Microsoft подтвердила Forbes, что по судебному приказу может передавать ФБР ключи восстановления BitLocker. Это не слух и не домыслы из соцсетей: факт следует из материалов дела и из комментария компании. При этом важная деталь, которую теряют многие заголовки, звучит так: Microsoft может помочь только тогда, когда ключ восстановления оказался в ее облаке. Если ключ туда не загружался, передавать просто нечего.
Поводом для обсуждения стало расследование на Гуаме. Федеральные агенты искали доказательства по делу о хищениях в рамках программы Pandemic Unemployment Assistance. На трех ноутбуках был включен BitLocker, и ФБР запросило у Microsoft ключи восстановления. По документам дела, Microsoft передала ключи 10 февраля 2025 года, после чего следователи получили доступ к данным на устройствах. Это один из первых публично известных случаев, когда такой запрос был выполнен.
Когда Microsoft может выдать ключ, а когда нет
BitLocker сам по себе не делает облако обязательным. Вопрос в том, где хранится ключ восстановления.
Если вы используете учетную запись Microsoft и шифрование устройства включено автоматически, ключ часто сохраняется в аккаунте. Именно в этом случае Microsoft может предоставить его по судебному приказу. Пользователь сам может увидеть такие ключи через страницу aka.ms/myrecoverykey, войдя в свой аккаунт.
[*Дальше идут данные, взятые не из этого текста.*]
PR #627, opened 2020-06-02
CDRIVER-3571 consolidate and simplify installation doc

rcsanchez97:
Note: no Evergreen patch build since this documentation only.

### DIFF
--- a/src/libmongoc/doc/installing.rst
+++ b/src/libmongoc/doc/installing.rst
@@ -8,16 +8,16 @@ The following guide will step you through the process of downloading, building, 
 Supported Platforms
 -------------------
 
-The MongoDB C Driver is `continuously tested <https://evergreen.mongodb.com/waterfall/mongo-c-driver>`_ on variety of platforms including:
+The MongoDB C Driver is `continuously tested <https://evergreen.mongodb.com/waterfall/mongo-c-driver>`_ on a variety of platforms including:
 
 - Archlinux
-- Debian 9.2
-- macOS 10.12
-- Microsoft Windows Server 2008
-- RHEL 6.7, 7.0, 7.1, 7.2
+- Debian 9.2, 10.0
+- macOS 10.14
+- Microsoft Windows Server 2008, 2016
+- RHEL 6.2, 7.0, 7.1, 8.2
 - Ubuntu 16.04, 18.04
-- Clang 3.4, 3.5, 3.7, 3.8
-- GCC 4.8, 4.9, 5.4, 6.3
+- Clang 3.4, 3.5, 3.7, 3.8, 6.0
+- GCC 4.8, 4.9, 5.4, 6.3, 8.2, 8.3
 - MinGW-W64
 - Visual Studio 2013, 2015, 2017
 - x86, x86_64, ARM (aarch64), Power8 (ppc64le), zSeries (s390x)
@@ -25,7 +25,7 @@ The MongoDB C Driver is `continuously tested <https://evergreen.mongodb.com/wate
 Install libmongoc with a Package Manager
 ----------------------------------------
 
-Several Linux distributions provide packages for libmongoc and its dependencies. One advantage of installing libmongoc with a package manager is that its dependencies (including libbson) will be installed automatically.
+Several Linux distributions provide packages for libmongoc and its dependencies. One advantage of installing libmongoc with a package manager is that its dependencies (including libbson) will be installed automatically. If you choose to install libmongoc from distribution packages, use the package manager to confirm the version being installed is sufficient for your needs.
 
 The libmongoc package is available on recent versions of Debian and Ubuntu.
 
@@ -45,6 +45,12 @@ On recent Red Hat systems, such as CentOS and RHEL 7, a mongo-c-driver package i
 
   $ yum install mongo-c-driver
 
+On macOS systems with Homebrew, the mongo-c-driver package can be installed with:
+
+.. code-block:: none
+
+  $ brew install mongo-c-driver
+
 
 .. _installing_libbson_with_pkg_manager:
 
@@ -55,7 +61,7 @@ The libbson package is available on recent versions of Debian and Ubuntu. If you
 
 .. code-block:: none
 
-  $ apt-get install libbson-1.0
+  $ apt-get install libbson-1.0-0
 
 On Fedora, a libbson package is available in the default repositories and can be installed with:
 
@@ -72,11 +78,14 @@ The package can be installed with:
 
   $ yum install libbson
 
-Building on Unix
-----------------
+Build environment
+-----------------
+
+Build environment on Unix
+^^^^^^^^^^^^^^^^^^^^^^^^^
 
 Prerequisites for libmongoc
-^^^^^^^^^^^^^^^^^^^^^^^^^^^
+~~~~~~~~~~~~~~~~~~~~~~~~~~~
 
 OpenSSL is required for authentication or for TLS connections to MongoDB. Kerberos or LDAP support requires Cyrus SASL.
 
@@ -99,24 +108,63 @@ On FreeBSD:
   $ su -c 'pkg install cmake openssl cyrus-sasl'
 
 Prerequisites for libbson
-^^^^^^^^^^^^^^^^^^^^^^^^^
+~~~~~~~~~~~~~~~~~~~~~~~~~
 
 The only prerequisite for building libbson is ``cmake``. The command lines above can be adjusted to install only ``cmake``.
 
-Building from a release tarball
-^^^^^^^^^^^^^^^^^^^^^^^^^^^^^^^
+Build environment on macOS
+^^^^^^^^^^^^^^^^^^^^^^^^^^
 
-Unless you intend to contribute to mongo-c-driver and/or libbson, you will want to build from a release tarball.
+Install the XCode Command Line Tools:
 
-The most recent release of libmongoc and libbson, both of which are included in mongo-c-driver, can be `downloaded here <https://github.com/mongodb/mongo-c-driver/releases/latest>`_. The instructions in this document utilize ``cmake``'s out-of-source build feature to keep build artifacts separate from source files.
+.. code-block:: none
+
+  $ xcode-select --install
+
+The ``cmake`` utility is also required. First `install Homebrew according to its instructions <https://brew.sh/>`_, then:
+
+.. code-block:: none
+
+  $ brew install cmake
+
+.. _build-on-windows:
+
+Build environment on Windows with Visual Studio
+^^^^^^^^^^^^^^^^^^^^^^^^^^^^^^^^^^^^^^^^^^^^^^^
+
+Building on Windows requires Windows Vista or newer and Visual Studio 2010 or newer. Additionally, ``cmake`` is required to generate Visual Studio project files.  Installation of these components on Windows is beyond the scope of this document.
+
+Build environment on Windows with MinGW-W64 and MSYS2
+^^^^^^^^^^^^^^^^^^^^^^^^^^^^^^^^^^^^^^^^^^^^^^^^^^^^^
+
+Install MSYS2 from `msys2.github.io <http://msys2.github.io>`_. Choose the x86_64 version, not i686.
+
+Open the MingGW shell with ``c:\msys64\ming64.exe`` (not the msys2_shell). Install dependencies:
+
+.. code-block:: none
+
+  $ pacman --noconfirm -Syu
+  $ pacman --noconfirm -S mingw-w64-x86_64-gcc mingw-w64-x86_64-cmake
+  $ pacman --noconfirm -S mingw-w64-x86_64-extra-cmake-modules make tar
+  $ pacman --noconfirm -S mingw64/mingw-w64-x86_64-cyrus-sasl
+
+Configuring the build
+---------------------
+
+Before building libmongoc and/or libbson, it is necessary to configure, or prepare, the build.  The steps to prepare the build depend on how you obtained the source code and the build platform.
+
+Preparing a build from a release tarball
+^^^^^^^^^^^^^^^^^^^^^^^^^^^^^^^^^^^^^^^^
+
+The most recent release of libmongoc and libbson, both of which are included in mongo-c-driver, can be `downloaded here <https://github.com/mongodb/mongo-c-driver/releases/latest>`_. The instructions in this document utilize ``cmake``'s out-of-source build feature to keep build artifacts separate from source files. While the ``$`` prompt is used throughout, the instructions below will work on Linux, macOS, and Windows (assuming that CMake is in the user's shell path in all cases).  See the subsequent sections for additional platform-specific instructions.
 
 The following snippet will download and extract the driver, and configure it:
 
 .. parsed-literal::
 
-  $ wget https://github.com/mongodb/mongo-c-driver/releases/download/x.y.z/mongo-c-driver-x.y.z.tar.gz
-  $ tar xzf mongo-c-driver-x.y.z.tar.gz
-  $ cd mongo-c-driver-x.y.z
+  $ wget https://github.com/mongodb/mongo-c-driver/releases/download/|version|/mongo-c-driver-|version|.tar.gz
+  $ tar xzf mongo-c-driver-|version|.tar.gz
+  $ cd mongo-c-driver-|version|
   $ mkdir cmake-build
   $ cd cmake-build
   $ cmake -DENABLE_AUTOMATIC_INIT_AND_CLEANUP=OFF ..
@@ -127,11 +175,11 @@ If ``cmake`` completed successfully, you will see a considerable amount of outpu
 
 .. parsed-literal::
 
-  -- Build files have been written to: /home/user/mongo-c-driver-x.y.z/cmake-build
+  -- Build files have been written to: /home/user/mongo-c-driver-|version|/cmake-build
 
-If ``cmake`` concludes with anything different, then there is likely an error or some other problem with the build. Review the output to identify and correct the problem.
+If ``cmake`` concludes with anything different, then it is likely an error occurred.
 
-mongo-c-driver contains a copy of libbson, in case your system does not already have libbson installed. The build will detect if libbson is not installed and use the bundled libbson.
+mongo-c-driver contains a copy of libbson, in case your system does not already have libbson installed. The configuration will detect if libbson is not installed and use the bundled libbson.
 
 Additionally, it is possible to build only libbson by setting the ``-DENABLE_MONGOC=OFF`` option:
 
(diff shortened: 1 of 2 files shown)


src/libmongoc/doc/installing.rst
```diff
@@ -251,17 +252,23 @@ Let's start by generating Visual Studio project files. The following assumes we
 
 (Run ``cmake -LH ..`` for a list of other options.)
 
-Now that we have project files generated, we can either open the project in Visual Studio or compile from the command line. Let's build using the command line program ``msbuild.exe``:
+To see a complete list the CMake generators available on your specific system, use a command like this:
+
+.. parsed-literal::
+
+ $ cmake -E capabilities | json_pp -json_opt pretty,canonical
```
kevinAlbs, line 259: Can we replace this with `cmake --help` instead? At least on macOS that lists available generators.

src/libmongoc/doc/installing.rst
```diff
@@ -108,7 +108,7 @@ Building from a release tarball
 
 Unless you intend to contribute to mongo-c-driver and/or libbson, you will want to build from a release tarball.
 
-The most recent release of libmongoc and libbson, both of which are included in mongo-c-driver, can be `downloaded here <https://github.com/mongodb/mongo-c-driver/releases/latest>`_. The instructions in this document utilize ``cmake``'s out-of-source build feature to keep build artifacts separate from source files.
```
kevinAlbs, line 111: Can we remove the "Unless you intend to..." line above. That seems a little out of place to me.

src/libmongoc/doc/installing.rst
```diff
@@ -108,7 +108,7 @@ Building from a release tarball
...
+The most recent release of libmongoc and libbson, both of which are included in mongo-c-driver, can be `downloaded here <https://github.com/mongodb/mongo-c-driver/releases/latest>`_. The instructions in this document utilize ``cmake``'s out-of-source build feature to keep build artifacts separate from source files. While the ``$`` prompt is used throughout, the instructions below will work on Linux, macOS, and Windows (assuming that CMake is in the user's shell path in all cases).  See the subsequent sections for additional platform-specific instructions.
```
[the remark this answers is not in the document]
rcsanchez97: I like this suggestion.  The `-B` option is not one I am accustomed to using.  I've updated the instances of `..` and `--build .` and tried out the steps.  Everything works the same and the commands are clearer.

src/libmongoc/doc/installing.rst
```diff
@@ -141,9 +141,26 @@ Additionally, it is possible to build only libbson by setting the ``-DENABLE_MON
 
 A build configuration description similar to the one above will be displayed, though with fewer entries. Once the configuration is complete, the selected items can be built and installed with these commands:
 
-.. code-block:: none
+.. parsed-literal::
+
```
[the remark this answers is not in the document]
rcsanchez97: The rationale is to limit the parts that run with root permissions to the minimum.  Breaking it up into two steps allows the bulk of the build to proceed under the user's permissions, with only the actual installation steps running as root.

src/libmongoc/doc/installing.rst
```diff
@@ -161,7 +178,7 @@ The second way to uninstall is from within the build directory, assuming that it
 
 .. code-block:: none
 
-  $ sudo make uninstall
+  $ sudo cmake --build . --target uninstall
```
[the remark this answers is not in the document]
rcsanchez97: That's correct.  I also noted at L147 that use of `sudo` may or may not apply, depending on the system configuration.

src/libmongoc/doc/installing.rst
```diff
@@ -179,7 +196,8 @@ Clone the repository and build the current master or a particular release tag:
   $ mkdir cmake-build
   $ cd cmake-build
   $ cmake -DENABLE_AUTOMATIC_INIT_AND_CLEANUP=OFF ..
-  $ sudo make install
+  $ cmake --build .
+  $ sudo cmake --build . --target install
```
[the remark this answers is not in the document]
rcsanchez97: Same.

src/libmongoc/doc/installing.rst
```diff
@@ -55,7 +55,7 @@ The libbson package is available on recent versions of Debian and Ubuntu. If you
 
 .. code-block:: none
 
-  $ apt-get install libbson-1.0
+  $ apt-get install libbson-1.0-0
```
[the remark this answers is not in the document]
rcsanchez97: Done.

src/libmongoc/doc/installing.rst
rcsanchez97: Done.

src/libmongoc/doc/installing.rst
rcsanchez97: Done

src/libmongoc/doc/installing.rst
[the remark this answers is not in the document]
kevinAlbs: Ah, that seems sensible.

src/libmongoc/doc/installing.rst
```diff
@@ -141,9 +141,26 @@ Additionally, it is possible to build only libbson by setting the ``-DENABLE_MON
...
+
+(Note that the ``sudo`` command may not be applicable or available depending on the configuration of your system.)
+
+In the above commands, the first relies on the default target which builds all configured components.  For fine grained control over what gets built, the following command can be used (for Ninja and Makefile-based build systems) to list all available targets:
+
+.. parsed-literal::
+
+  $ sudo cmake --build . help
+
+For Visual Studio 2019 (16.4 and newer), this command can be used to list all available targets:
```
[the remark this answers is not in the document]
kevinAlbs: Additionally, the macOS and MinGW instructions say to "Follow the build instructions above.", which seems off (at least for MinGW).

That being said, we have more Windows specific instructions below describing the "uninstall" script.

I'm having trouble coming up with a great restructuring to fix that. I'm also ok to leaving this for now. I think having platform specific instructions on each page (with duplication) might be the most straightforward for users, which we can do in https://jira.mongodb.org/browse/CDRIVER-3703.

src/libmongoc/doc/installing.rst
```diff
@@ -211,24 +233,7 @@ The ``cmake`` utility is also required. First `install Homebrew according to its
...
-
-.. code-block:: none
-
-  $ mkdir cmake-build
-  $ cd cmake-build
-  $ cmake -DENABLE_AUTOMATIC_INIT_AND_CLEANUP=OFF ..
-  $ make install
-
-All of the same variations described above (e.g., building only libbson, building documentation, etc.) are available when building on macOS.
+Follow the build instructions above.
```
kevinAlbs, line 236: Above is a bit vague. I suggest linking directly to the "Build from release tarball section", which I believe you can do with a sphinx label and reference

`.. build-on-windows` below is one example, and is linked to like:
```
:ref:`when you ran CMake <build-on-windows>`
```

src/libmongoc/doc/installing.rst
```diff
@@ -281,22 +290,7 @@ Open the MingGW shell with ``c:\msys64\ming64.exe`` (not the msys2_shell). Insta
...
-
-Create a build directory and build and install with cmake:
-
-.. code-block:: none
-
-  $ mkdir cmake-build
-  $ cd cmake-build
-  $ CC=/mingw64/bin/gcc.exe /mingw64/bin/cmake -G "MSYS Makefiles" -DCMAKE_INSTALL_PREFIX="C:/mongo-c-driver" -DCMAKE_C_FLAGS="-D__USE_MINGW_ANSI_STDIO=1" ..
-  $ make install
+Follow the build instructions above.
```
kevinAlbs, line 293: Here, it seems like we may not be able to redirect users. The line:
```
CC=/mingw64/bin/gcc.exe /mingw64/bin/cmake -G "MSYS Makefiles" -DCMAKE_INSTALL_PREFIX="C:/mongo-c-driver" -DCMAKE_C_FLAGS="-D__USE_MINGW_ANSI_STDIO=1" ..
```
The generator and `-D__USE_MINGW_ANSI_STDIO=1` is specific to MinGW.

In that case, I'm fine with having the duplication of instructions here, and just replacing `make install` with `cmake --build . --target install` for consistency.

src/libmongoc/doc/installing.rst
```diff
@@ -305,8 +299,6 @@ In the event that you are building the BSON library and/or the C driver to embed
 
 .. code-block:: none
 
-  $ mkdir cmake-build
-  $ cd cmake-build
```
kevinAlbs, line 309: We need this back I think, sinc we cannot use `-B`.

src/libmongoc/doc/installing.rst
```diff
@@ -195,9 +197,11 @@ Clone the repository and build the current master or a particular release tag:
   $ cd mongo-c-driver
   $ git checkout |version|  # To build a particular release
```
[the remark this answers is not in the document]
rcsanchez97: Good catch.  Done.

src/libmongoc/doc/installing.rst
rcsanchez97: Ack.

src/libmongoc/doc/installing.rst
rcsanchez97: I think my restructuring takes care of this.

rcsanchez97:
@kevinAlbs When I took another look at `installing.rst` to implement your suggestions it became clear that the structure could be reworked in a more clear manner.  Specifically, the structure is now along the lines of:

- Supported platforms
- Installation with a package manager
- Build environment (prerequisites)
  - on Unix
  - on macOS
  - on Windows w/ Visual Studio
  - on Windows w/ MinGW/MSYS2
- Configuring the build
  - from a release tarball
  - from a Git repo clone
  - on Windows w/ Visual Studio
- Executing the build
  - on Unix, macOS, and Windows (MinGW-W64 and MSYS2)
  - on Windows with Visual Studio
  - Documentation
  - Uninstall
- Integrator options

That structure seems to keep things organized, groups related content, and minimizes duplication.  If you find this structure to be OK, then CDRIVER-3703 may not be necessary.

Please let me know your thoughts.

src/libmongoc/doc/installing.rst
```diff
@@ -127,7 +172,7 @@ If ``cmake`` completed successfully, you will see a considerable amount of outpu
 
 .. parsed-literal::
 
-  -- Build files have been written to: /home/user/mongo-c-driver-x.y.z/cmake-build
+  -- Build files have been written to: /home/user/mongo-c-driver-|version|/cmake-build
 
 If ``cmake`` concludes with anything different, then there is likely an error or some other problem with the build. Review the output to identify and correct the problem.
```
kevinAlbs, line 177: Can we also change:
> then there is likely an error or some other problem with the build. Review the output to identify and correct the problem.

to:
> then it is likely an error occurred.

This is the configure step, not the build step. And the second sentence does not seem helpful.

src/libmongoc/doc/installing.rst
```diff
@@ -127,7 +172,7 @@ If ``cmake`` completed successfully, you will see a considerable amount of outpu
...
```
kevinAlbs, line 178: Below too, "The build will detect" => "The configuration will detect"?

src/libmongoc/doc/installing.rst
```diff
@@ -141,162 +186,133 @@ Additionally, it is possible to build only libbson by setting the ``-DENABLE_MON
...
   $ cmake -DENABLE_AUTOMATIC_INIT_AND_CLEANUP=OFF ..
-  $ sudo make install
 
-Generating the documentation
-^^^^^^^^^^^^^^^^^^^^^^^^^^^^
+Preparing a build on Windows with Visual Studio
+^^^^^^^^^^^^^^^^^^^^^^^^^^^^^^^^^^^^^^^^^^^^^^^
 
-Install `Sphinx <http://www.sphinx-doc.org/>`_, then:
+On the Windows platform with Visual Studio, it may be necessary to specify the CMake generator to use.  This is especially important if multiple versions of Visual Studio are installed on the system or if alternate built tools (e.g., MinGW, MSYS2, Cygwin, etc.) are present on the system.  Specifying the generator will ensure that the build configuration is known with certainty, rather than relying on the toolchain that CMake happens to find.
```
kevinAlbs, line 207: "alternate built" => "alternate build"

src/libmongoc/doc/installing.rst
```diff
@@ -141,162 +186,133 @@ Additionally, it is possible to build only libbson by setting the ``-DENABLE_MON
...
 
-.. code-block:: none
+Let's start by generating Visual Studio project files. The following assumes we are compiling for 64-bit Windows using Visual Studio 2015 Express, which can be freely downloaded from Microsoft. We will be utilizing ``cmake``'s out-of-source build feature to keep build artifacts separate from source files.
```
kevinAlbs, line 209: Remove "Let's" for consistency with other instructions. Most of the language in this guide is imperative, and uses "you" instead of "we". I suggest changing "assumes we" to "assumes you" and "We will be utilizing" to "Utilize" (out-of-source builds seems like the general recommendation, so making it imperative seems ok).

src/libmongoc/doc/installing.rst
```diff
@@ -141,162 +186,133 @@ Additionally, it is possible to build only libbson by setting the ``-DENABLE_MON
...
-  $ cd mongo-c-driver-x.y.z
+  $ cmake --build . help
+
+Building on Windows with Visual Studio
+^^^^^^^^^^^^^^^^^^^^^^^^^^^^^^^^^^^^^^
+
+Once the project files are generated, the project can be opened directly in Visual Studio or compiled from the command line.
 
-Build and install the driver:
+Let's build using the CMake build tool mode:
```
kevinAlbs, line 251: Remove "Let's" for consistency.

src/libmongoc/doc/installing.rst
```diff
@@ -141,162 +186,133 @@ Additionally, it is possible to build only libbson by setting the ``-DENABLE_MON
...
 .. code-block:: none
 
-  $ mkdir cmake-build
-  $ cd cmake-build
-  $ cmake -DENABLE_AUTOMATIC_INIT_AND_CLEANUP=OFF ..
-  $ make install
+  $ cmake --build . --config RelWithDebInfo
 
-All of the same variations described above (e.g., building only libbson, building documentation, etc.) are available when building on macOS.
+Visual Studio's default build type is ``Debug``, but we recommend a release build with debug info for production use. Now that libmongoc and libbson are compiled, let's install them. Components will be installed to the path specified by ``CMAKE_INSTALL_PREFIX``.
```
kevinAlbs, line 257: This "we" seems ok, since this is our recommendation, not something we're telling the reader to do. Remove the "let's".

src/libmongoc/doc/installing.rst
```diff
@@ -141,162 +186,133 @@ Additionally, it is possible to build only libbson by setting the ``-DENABLE_MON
...
-.. code-block:: none
+Let's start by generating Visual Studio project files. The following assumes we are compiling for 64-bit Windows using Visual Studio 2015 Express, which can be freely downloaded from Microsoft. We will be utilizing ``cmake``'s out-of-source build feature to keep build artifacts separate from source files.
 
-  $ cmake -DENABLE_MAN_PAGES=ON -DENABLE_HTML_DOCS=ON ..
-  $ make mongoc-doc
+.. parsed-literal::
 
-To build only the libbson documentation:
+  $ cd mongo-c-driver-|version|
+  $ cmake -G "Visual Studio 14 2015 Win64" \\
```
kevinAlbs, line 214: This needs the extra instructions:
```
mkdir cmake-build
cd cmake-build
```

src/libmongoc/doc/installing.rst
```diff
@@ -141,162 +186,133 @@ Additionally, it is possible to build only libbson by setting the ``-DENABLE_MON
...
 .. parsed-literal::
 
-  $ cd mongo-c-driver-x.y.z
-  $ mkdir cmake-build
-  $ cd cmake-build
-  $ cmake -G "Visual Studio 14 2015 Win64" \\
-      "-DCMAKE_INSTALL_PREFIX=C:\\mongo-c-driver" \\
-      "-DCMAKE_PREFIX_PATH=C:\\mongo-c-driver" \\
-      ..
+  $ cmake --build . /targets
```
kevinAlbs, line 269: I tested this locally. It requires an extra `--`, but I don't think this lists cmake targets.

```
cmake --build . -- /targets
```

Here is a subset of the output
```
CppClean
BeforeCppClean
AfterCppClean
CoreCppClean
PGInstrumentedClean
InitGetClCommandLines
FixupReferences
GetClCommandLines
GetProjectDirectories
GetGeneratedFiles
GetProjectReferencesInfo
GetAssemblyReferences
GetWinMDReferences
GetComReferences
GetSDKReferences
GetProjectReferences
GetForeignReferences
GetResolvedReferences
_PrintPropertyPages
_PrintIntellisenseInfo
_ValidatePathInfo
_PerfIntellisenseInfo
_PrintResolvedProjectReferences
SetTelemetryEnvironmentVariables
```

I believe those are msbuild targets based off of https://docs.microsoft.com/en-us/visualstudio/msbuild/how-to-build-specific-targets-in-solutions-by-using-msbuild-exe?view=vs-2019

Perhaps we should just leave the instruction to look at  `*.vcxproj` files as the list of build targets.

kevinAlbs:
I like the restructuring!

Can we add a top-level heading for "Build environment"? The sidebar in the docs lists top level headings:
```
Supported Platforms
Install libmongoc with a Package Manager
Install libbson with a Package Manager
Build environment on Unix
Build environment on macOS
Build environment on Windows with Visual Studio
Build environment on Windows with MinGW-W64 and MSYS2
Configuring the build
Executing a build
Additional Options for Integrators
```

If we add a top-level heading for "Build environment" that could show the a simpler outline:

```
Supported Platforms
Install libmongoc with a Package Manager
Install libbson with a Package Manager
Build environment
Configuring the build
Executing a build
Additional Options for Integrators
```

src/libmongoc/doc/installing.rst
rcsanchez97: Done

src/libmongoc/doc/installing.rst
rcsanchez97: Done

src/libmongoc/doc/installing.rst
rcsanchez97: Done.

src/libmongoc/doc/installing.rst
rcsanchez97: Done.

src/libmongoc/doc/installing.rst
rcsanchez97: Done

src/libmongoc/doc/installing.rst
rcsanchez97: Done.

src/libmongoc/doc/installing.rst
rcsanchez97: While CMake has a notion of targets, it creates any specified targets in the chosen build system.  Most build systems have default or built in targets and that seems to be the case here.  In any event, I've left it for now (though I fixed the command to add in the `--` that I missed).  If you still feel strongly like this won't be too helpful, then I'll remove it.

src/libmongoc/doc/installing.rst
rcsanchez97: Done.

rcsanchez97:
@kevinAlbs I think that this might be the last of the changes, except perhaps removing the target list for Visual Studio.  Please have another look and let me know what you think.

src/libmongoc/doc/installing.rst
kevinAlbs: True, users could still find this helpful then. This is fine with me.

Если же ключ хранится физически, на флешке или на распечатке, то Microsoft его не имеет. То же самое, если ключ сохранен локально и не выгружался в облако. В корпоративной среде есть третий вариант: ключи могут храниться в Azure AD организации, то есть доступ к ним контролирует уже не Microsoft как сервис для частных лиц, а администраторы вашей компании, но по судебному запросу этот контур тоже может быть задействован.
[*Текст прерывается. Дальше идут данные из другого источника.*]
PR #628, opened 2020-06-03
CDRIVER-3373 Avoid using readConcern snapshot in sharded transaction tests

bazile-clyde:


src/libmongoc/tests/json-test.c
```diff
@@ -1504,37 +1504,6 @@ _in_blacklist (const bson_t *test, char **blacklist, uint32_t blacklist_len)
 
    return false;
 }
-static bool
-_should_skip_due_to_server_39704 (const bson_t *test)
```
kevinAlbs, line 1508: Yay for less skip code!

В этом и заключается главная развилка. Утверждение Microsoft по сути простое: компания выполняет судебный приказ, если ключ у нее есть. И это не равно тому, что Microsoft хранит ключи всех пользователей.
Представитель Microsoft Чарльз Чемберлейн в комментарии Forbes сформулировал позицию так.
Microsoft предоставит ключи восстановления BitLocker при наличии действительного судебного приказа. Восстановление ключа удобно, но несет риск нежелательного доступа, и пользователи лучше всех способны решить, как управлять своими ключами.
Компания также утверждает, что получает около 20 запросов в год от ФБР на ключи BitLocker, но большинство запросов невозможно выполнить, потому что ключи не были загружены в облако. Это как раз тот момент, который стоит держать в голове, прежде чем делать выводы о тотальном доступе к шифрованию.
Для обычного пользователя эта история не про слабость BitLocker как криптографии. Это про модель использования. Шифрование защищает данные, пока ключ находится под вашим контролем. Если ключ лежит в облаке, появляется юридический путь, по которому доступ к нему может получить правоохранительный орган. Microsoft подчеркивает, что речь идет только о судебном приказе, а не о запросе по телефону.Есть и технический нюанс, который объясняет, почему BitLocker вообще запрашивает ключ. Экран восстановления часто появляется, когда система видит изменение условий загрузки. Например, если отключен Secure Boot. Сообщение на экране восстановления в таких случаях прямо говорит, что ключ нужен, потому что Secure Boot был отключен. Это нормальный механизм защиты от подмены загрузки, но он означает, что при физическом доступе к устройству вероятность попадания в режим восстановления выше.
Отдельный вопрос, который часто задают пользователи: можно ли уменьшить зависимость от облачного хранения ключа. Здесь ответ практический. Если вы хотите, чтобы ключ не оказался в облаке, его нужно хранить физически и не сохранять в учетной записи Microsoft. Это может быть флешка или распечатка, но с понятным риском: потеряли ключ и восстановить доступ будет сложнее. Для некоторых сценариев добавляют еще один уровень защиты, например требование PIN при включении, чтобы даже при наличии ключа восстановления доступ к диску не превращался в одну кнопку.
В комментариях к истории звучит и политическая критика. Сенатор Рон Вайден заявил:
Технологические компании не должны строить продукты так, чтобы шифрование можно было обойти втайне от пользователя, и что доступ к ключам дает правоохранителям полный доступ к цифровой информации человека. Это не юридический факт, а оценка, но она хорошо показывает, почему тема вызывает эмоциональную реакцию.
Скандал не в том, что BitLocker сломан. Скандал в том, что многие пользователи не знают, где хранится их ключ восстановления. Пока ключ у вас, облако не помогает следователям. Но если он оказался в аккаунте Microsoft, появляется возможность законного доступа по судебному приказу. И это уже не вопрос криптографии, а вопрос настроек, привычек и понимания, как именно устроена защита на вашем устройстве.